**What needs to be done:** Which lines run from the one containing "Any change needs" to the end of the entries below? Reproduce them exactly, both ends included.
======== Records ========
PR #751, opened 2019-07-18
Update cm_navbar.php

scro0303:
MODULE_CONTENT_NAVBAR_COLLAPSE now has the option of "navbar-expand"


gburton:
IMPORTANT: Please do not create a Pull Request without creating an issue first.

Any change needs to be discussed before proceeding. Failure to do so WILL result in the rejection of the pull request.

PR #405, opened 2022-10-20
fix: OneField.encode typescript definition needs to allow for (string|number)

erik-dreamteam:
per the docs, encode is supposed to follow a format of ['sk', '#', 1] which means it's a mix of strings and numbers


mobsense:
Thanks for this. Let me know when you are ready for me to review.

erik-dreamteam:
Please review

mobsense:
Thanks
========
**Finished task:**
Any change needs to be discussed before proceeding. Failure to do so WILL result in the rejection of the pull request.

PR #405, opened 2022-10-20
fix: OneField.encode typescript definition needs to allow for (string|number)

erik-dreamteam:
per the docs, encode is supposed to follow a format of ['sk', '#', 1] which means it's a mix of strings and numbers


mobsense:
Thanks for this. Let me know when you are ready for me to review.

erik-dreamteam:
Please review

mobsense:
Thanks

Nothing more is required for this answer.